This term is tossed around a lot in the American Black community, and my Dominicanas, toss around the term "pelo malo" quite frequently as well.  If you're familiar with either term, then you know what they both mean. My problem with both is that both imply that highly textured or nappy (and I don't find nappy to be offensive, btw) hair is bad, and that implication is incorrect, and can be a blow to someone's whose self esteem isn't up to par, especially little girls who are subject to hearing ther mom's complaints about their hair every time they sit down to get their hair done. 

Just my two pence.


----------



## seymone25 (Jan 28, 2009)

^^ I agree.


----------



## gooblyglob (Feb 3, 2009)

Quote:

   Originally Posted by *MAChostage* 

 
_So did you buy your doll from Mattel?? How did you get her?_

 
I actually bought the doll from a fellow Barbie collector as she was released in 1980... I hope MAC and Barbie join up for another collection, it will be heaven all over again! 

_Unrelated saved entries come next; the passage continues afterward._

PR #4107, opened 2022-12-28
Add a global option --retry-lock

### LINKED ISSUE #719: Make restic wait when locked

jooola:
Attempt to resurrect https://github.com/restic/restic/pull/2214
 

If the option is passed, restic will wait the specified duration of time and retry locking the repo every 10 seconds (or more often if the total timeout is relatively small).

Fixes restic#719

Checklist
---------

### DIFF
--- a/cmd/restic/lock.go
+++ b/cmd/restic/lock.go
@@ -21,17 +21,29 @@ var globalLocks struct {
 	sync.Once
 }
 
-func lockRepo(ctx context.Context, repo restic.Repository) (*restic.Lock, context.Context, error) {
-	return lockRepository(ctx, repo, false)
+func lockRepo(ctx context.Context, repo restic.Repository, retryLock time.Duration, json bool) (*restic.Lock, context.Context, error) {
+	return lockRepository(ctx, repo, false, retryLock, json)
 }
 
-func lockRepoExclusive(ctx context.Context, repo restic.Repository) (*restic.Lock, context.Context, error) {
-	return lockRepository(ctx, repo, true)
+func lockRepoExclusive(ctx context.Context, repo restic.Repository, retryLock time.Duration, json bool) (*restic.Lock, context.Context, error) {
+	return lockRepository(ctx, repo, true, retryLock, json)
+}
+
+var (
+	retrySleepStart = 5 * time.Second
+	retrySleepMax   = 60 * time.Second
+)
+
+func minDuration(a, b time.Duration) time.Duration {
+	if a <= b {
+		return a
+	}
+	return b
 }
 
 // lockRepository wraps the ctx such that it is cancelled when the repository is unlocked
 // cancelling the original context also stops the lock refresh
-func lockRepository(ctx context.Context, repo restic.Repository, exclusive bool) (*restic.Lock, context.Context, error) {
+func lockRepository(ctx context.Context, repo restic.Repository, exclusive bool, retryLock time.Duration, json bool) (*restic.Lock, context.Context, error) {
 	// make sure that a repository is unlocked properly and after cancel() was
 	// called by the cleanup handler in global.go
 	globalLocks.Do(func() {
@@ -43,7 +55,44 @@ func lockRepository(ctx context.Context, repo restic.Repository, exclusive bool)
 		lockFn = restic.NewExclusiveLock
 	}
 
-	lock, err := lockFn(ctx, repo)
+	var lock *restic.Lock
+	var err error
+
+	retrySleep := minDuration(retrySleepStart, retryLock)
+	retryMessagePrinted := false
+	retryTimeout := time.After(retryLock)
+
+retryLoop:
+	for {
+		lock, err = lockFn(ctx, repo)
+		if err != nil && restic.IsAlreadyLocked(err) {
+
+			if !retryMessagePrinted {
+				if !json {
+					Verbosef("repo already locked, waiting up to %s for the lock\n", retryLock)
+				}
+				retryMessagePrinted = true
+			}
+
+			debug.Log("repo already locked, retrying in %v", retrySleep)
+			retrySleepCh := time.After(retrySleep)
+
+			select {
+			case <-ctx.Done():
+				return nil, ctx, ctx.Err()
+			case <-retryTimeout:
+				debug.Log("repo already locked, timeout expired")
+				// Last lock attempt
+				lock, err = lockFn(ctx, repo)
+				break retryLoop
+			case <-retrySleepCh:
+				retrySleep = minDuration(retrySleep*2, retrySleepMax)
+			}
+		} else {
+			// anything else, either a successful lock or another error
+			break retryLoop
+		}
+	}
 	if restic.IsInvalidLock(err) {
 		return nil, ctx, errors.Fatalf("%v\n\nthe `unlock --remove-all` command can be used to remove invalid locks. Make sure that no other restic process is accessing the repository when running the command", err)
 	}
--- a/cmd/restic/lock_test.go
+++ b/cmd/restic/lock_test.go
@@ -3,11 +3,13 @@ package main
 import (
 	"context"
 	"fmt"
+	"strings"
 	"testing"
 	"time"
 
 	"github.com/restic/restic/internal/repository"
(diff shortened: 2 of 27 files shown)


cmd/restic/lock.go
```diff
@@ -43,7 +43,38 @@ func lockRepository(ctx context.Context, repo restic.Repository, exclusive bool)
...
+				break retryLoop
+			default:
+				debug.Log("repo already locked, retrying in %v", retrySleep)
+				if !retryMessagePrinted {
+					if !gopts.JSON {
+						Verbosef("repo already locked, waiting up to %s for the lock\n", gopts.RetryLock)
+					}
+					retryMessagePrinted = true
+				}
+				time.Sleep(retrySleep)
```
MichaelEischer, line 71: The loop should also exit if the context is canceled.

cmd/restic/lock.go
```diff
@@ -21,17 +21,17 @@ var globalLocks struct {
...
-func lockRepoExclusive(ctx context.Context, repo restic.Repository) (*restic.Lock, context.Context, error) {
-	return lockRepository(ctx, repo, true)
+func lockRepoExclusive(ctx context.Context, repo restic.Repository, gopts GlobalOptions) (*restic.Lock, context.Context, error) {
+	return lockRepository(ctx, repo, true, gopts)
 }
 
 // lockRepository wraps the ctx such that it is cancelled when the repository is unlocked
 // cancelling the original context also stops the lock refresh
-func lockRepository(ctx context.Context, repo restic.Repository, exclusive bool) (*restic.Lock, context.Context, error) {
+func lockRepository(ctx context.Context, repo restic.Repository, exclusive bool, gopts GlobalOptions) (*restic.Lock, context.Context, error) {
```
MichaelEischer, line 34: when looking at the tests, I actually think that it's better to just manually pass the two necessary attributes of `GlobalOptions` into `lockRepository`. That is please replace `gopts GlobalOptions` with `retryLock time.Duration, json bool`.

cmd/restic/lock.go
```diff
@@ -43,7 +43,38 @@ func lockRepository(ctx context.Context, repo restic.Repository, exclusive bool)
 		lockFn = restic.NewExclusiveLock
 	}
 
-	lock, err := lockFn(ctx, repo)
+	var lock *restic.Lock
+	var err error
+
+	retrySleep := 5 * time.Second
```
MichaelEischer, line 49: Retrying every five seconds, appears to be a bit frequent, especially if a longer RetryLock duration is used. What about increasing the duration depending on the RetryLock duration?

cmd/restic/lock_test.go
```diff
@@ -168,3 +170,47 @@ func TestLockSuccessfulRefresh(t *testing.T) {
...
 }
+
+func TestLockWaitTimeout(t *testing.T) {
+	repo, cleanup, env := openTestRepo(t, nil)
+	defer cleanup()
+
+	elock, _, err := lockRepoExclusive(context.TODO(), repo, env.gopts)
+	test.OK(t, err)
+
+	wait := time.Second
```
MichaelEischer, line 181: can we reduce that duration further? Our tests already take longer than I'd like.

cmd/restic/lock_test.go
```diff
@@ -168,3 +170,47 @@ func TestLockSuccessfulRefresh(t *testing.T) {
...
+	time.AfterFunc(wait/2, func() {
+		test.OK(t, elock.Unlock())
+	})
+
+	env.gopts.RetryLock = wait
+	lock, _, err := lockRepo(context.TODO(), repo, env.gopts)
```
MichaelEischer, line 212: That will still sleep for 5 seconds, won't it?

MichaelEischer (changes requested):
The PR needs a few more tweaks, but it's already in a good shape.

cmd/restic/lock.go
jooola: I have to admit I have no educated guess for those values.

What about we start with 5s and bump the sleep duration at every loop until we reach the max of 5 minutes ?
Some sort of exponential back off ?

Is 5m too long ? Should we reduce the max value to 1 minute ?

cmd/restic/lock_test.go
jooola: Yes indeed, I reduced the tests duration for the retry lock feature to 0.6s.

```
=== RUN   TestLockWaitTimeout
    testing.go:32: using low-security KDF parameters for test
    config.go:74: disabling check of the chunker polynomial
    testing.go:32: using low-security KDF parameters for test
    config.go:74: disabling check of the chunker polynomial
    lock.go:102: setting lock timeout to 0s
    integration_test.go:56: repository initialized at /tmp/restic-test-3574893611/repo
--- PASS: TestLockWaitTimeout (0.25s)
=== RUN   TestLockWaitCancel
    testing.go:32: using low-security KDF parameters for test
    config.go:74: disabling check of the chunker polynomial
    testing.go:32: using low-security KDF parameters for test
    config.go:74: disabling check of the chunker polynomial
    lock.go:102: setting lock timeout to 0s
    integration_test.go:56: repository initialized at /tmp/restic-test-1146899562/repo
--- PASS: TestLockWaitCancel (0.18s)
=== RUN   TestLockWaitSuccess
    testing.go:32: using low-security KDF parameters for test
    config.go:74: disabling check of the chunker polynomial
    testing.go:32: using low-security KDF parameters for test
    config.go:74: disabling check of the chunker polynomial
    lock.go:102: setting lock timeout to 0s
    integration_test.go:56: repository initialized at /tmp/restic-test-883179798/repo
--- PASS: TestLockWaitSuccess (0.19s)
PASS
ok  	github.com/restic/restic/cmd/restic	0.628s
```

cmd/restic/lock.go
MichaelEischer: A maximum of 1 minute is probably better. Waiting for 5 minutes requires quite a bit of patience. 

What might be useful is to bound the value of `retrySleepNext` such that it does not exceed the retryLock limit (but only if the duration doesn't be come too short).

cmd/restic/lock.go
MichaelEischer: The `time.Sleep` statement will block until the sleep duration has ended, even when the context was canceled in the meantime. In particular, if the sleep duration is longer than 5 seconds, that could lead to a significant delay (although ctrl-c leads to a call to exit at some point, which should bypass this during normal usage)

jooola: I had the same thinking that sleep should be blocking. I wrote a test to check we exit on cancel, but I might have made a mistake in it, as it was exiting on time.

cmd/restic/lock.go
jooola: > What might be useful is to bound the value of retrySleepNext such that it does not exceed the retryLock limit (but only if the duration doesn't be come too short).

I am not sure to understand this one. From what I understand we don't need to reduce `retrySleepNext` below `retryLock` because the `retryTimeout` (based on retryLock) will exit before the sleeping period.

We do make sure `retrySleep` is smaller than `retryLock` before entering the loop.

MichaelEischer (approved):
LGTM. Please squash the commits.

I wonder whether the timing checks in the tests might be too strict or not. But we can fix that if it turns out to be a problem.

jooola:
- Rebased onto the master branch
- Squashed the PR history into the first commit

MichaelEischer:
Hmm, it looks like the durations checks are too strict:
https://github.com/restic/restic/actions/runs/4638924198/jobs/8211940279?pr=4107
https://github.com/restic/restic/actions/runs/4638924198/jobs/8211506876?pr=4107

I've broadened them quite a bit, but I fear these might become another `TestLockSuccessfulRefresh` which fails far too often.

Issue #1805, opened 2018-05-23
Add a 'verbose' log level that logs just what happened


whereisaaron:
The new `restic` 0.9.0 have improve logging with four levels of detail:

1. `--quiet`: nothing except errors
2. : just completion stats
3. `--verbose` or `-v`: major steps and completion stats
4. `--verbose --verbose` or or `-v 2` major steps, all files, completion stats

However, none of these level logs just what files got backed up. Just `-v` doesn't log files, and `-v -v` logs every file even those that are not being backed up (unmodified).

My suggestion was to add a level that logs just what happens during the run, ie. files that are added, modified, or deleted in this snapshot, e.g.

1. `--quiet`: nothing except errors
2. : just completion stats
3. `--verbose` or `-v`: major steps and completion stats
4. `--verbose --verbose` or or `-v 2` major steps, added/modified/deleted files completion stats
5. `--verbose --verbose --verbose` or or `-v 3` major steps, all files, completion stats

Alternatively log feature labels could be used, to turn options on/off, e.g.

`--log=scan,added,modified,deleted,unmodified,totals,stats`

And so just to log files backed up with no totals at the end you could use

`--log=added,modified,deleted`

If you just want totals, you could use

`--log=totals`

And the `--verbose` options would map to some preset combinations of log features.

The `stats` option would enable details per-file stats, with total file size and size actually backed up, and upload times.

fd0:
Thanks for the suggestion, I'd like to think about it for a bit.

akrabu:
I'd really appreciate this feature too.  It would make what I'm trying to do here:

https://forum.restic.net/t/script-restic-diff-between-the-last-two-snapshots/1378/6

soooo much easier.  Thanks!

josephrocca:
This would be great! Here's an emulation of the new version of `--verbose=2` (i.e. ignore unchanged) using `grep`:
```bash
restic --repo /path/to/repo backup --verbose=2 /home/joe | grep -Ev '^unchanged /'
```

salsasepp:
> ```shell
> restic --repo /path/to/repo backup --verbose=2 ~/ | grep -Ev '^unchanged /'
> ```

While this workaround is good for 99.99% of all files, it breaks for filenames with a `\n` character in it. While that is arguably a broken filename, it is a valid one and it is what I have on my system. Fixing the filename would incur other issues down the road. A restic option to exclude unchanged files from the log would make my life easier.

salsasepp:
[...]

PR #4132, opened 2023-01-06
JSON logging: output "unchanged" only if level -vv

fkusche:
This patch changes json logging so that it outputs "action": "unchanged" only, if the log level is at least -vv.

Other actions like "new" and "modified" will still be printed on log-level -v. That way it is possible to opt out of the large amount of messages regarding "unchanged" files and dirs, which might not be of interest and still get all the information regarding what has changed to the previous snapshot.

No

Checklist
---------

### DIFF
--- a/changelog/unreleased/pull-4132
+++ b/changelog/unreleased/pull-4132
@@ -1,0 +1,12 @@
+Enhancement: JSON logging: output "unchanged" only if level -vv
+
+JSON logging now outputs "action": "unchanged" only, if the log level is at least -vv.
+Previously, this also happened on log level -v.
+
+Other actions like "new" and "modified" will still be printed
+on log-level -v. That way it is possible to opt out of the
+large amount of messages regarding "unchanged" files and dirs,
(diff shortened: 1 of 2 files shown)


MichaelEischer:
This would make the JSON output log levels even more inconsistent to the text output than before, and strictly speaking break the JSON output in the progress. I think we first should reach a decision how to evolve the output before making changes, see #1805. Until then please use `jq` or similar (grep with a proper pattern should also work ;-) ) to filter out unnecessary output.

fkusche:
Filtering with `jq` is not so easy, because stdout is sometimes mixed with non-json messages (e.g. "Save(<lock/7b30d31677>) operation successful after 1 retries")

But #1805 is indeed superior to this small patch. I will add some thoughts there.

MichaelEischer:
> because stdout is sometimes mixed with non-json messages (e.g. "Save(<lock/7b30d31677>) operation successful after 1 retries")

These messages are printed to stderr, not stdout.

and there's nothing wrong about her hair! I love it when women with super curly hair leave it in the natural state (whether cropped or in an afro - you should google South African Princess Barbie and Nichelle Urban Hipster Barbie, two of my favourite dolls - amongst many I must admit) although I guess it must be difficult to manage super curly hair, I have straight hair so I wouldn't know


----------



## cindel25 (Feb 14, 2009)

Not really interested since they got rid of their darker shades


----------



## perfecttenn (Feb 15, 2009)

Quote:

   Originally Posted by *cindel25* 

 
_Not really interested since they got rid of their darker shades_

 
Why did they discontinue their darker shades?  Do they plan on re-packaging or re-formulating???

I've never used any Stile products, but I've heard a lot about it, so I'm just curious about this.


----------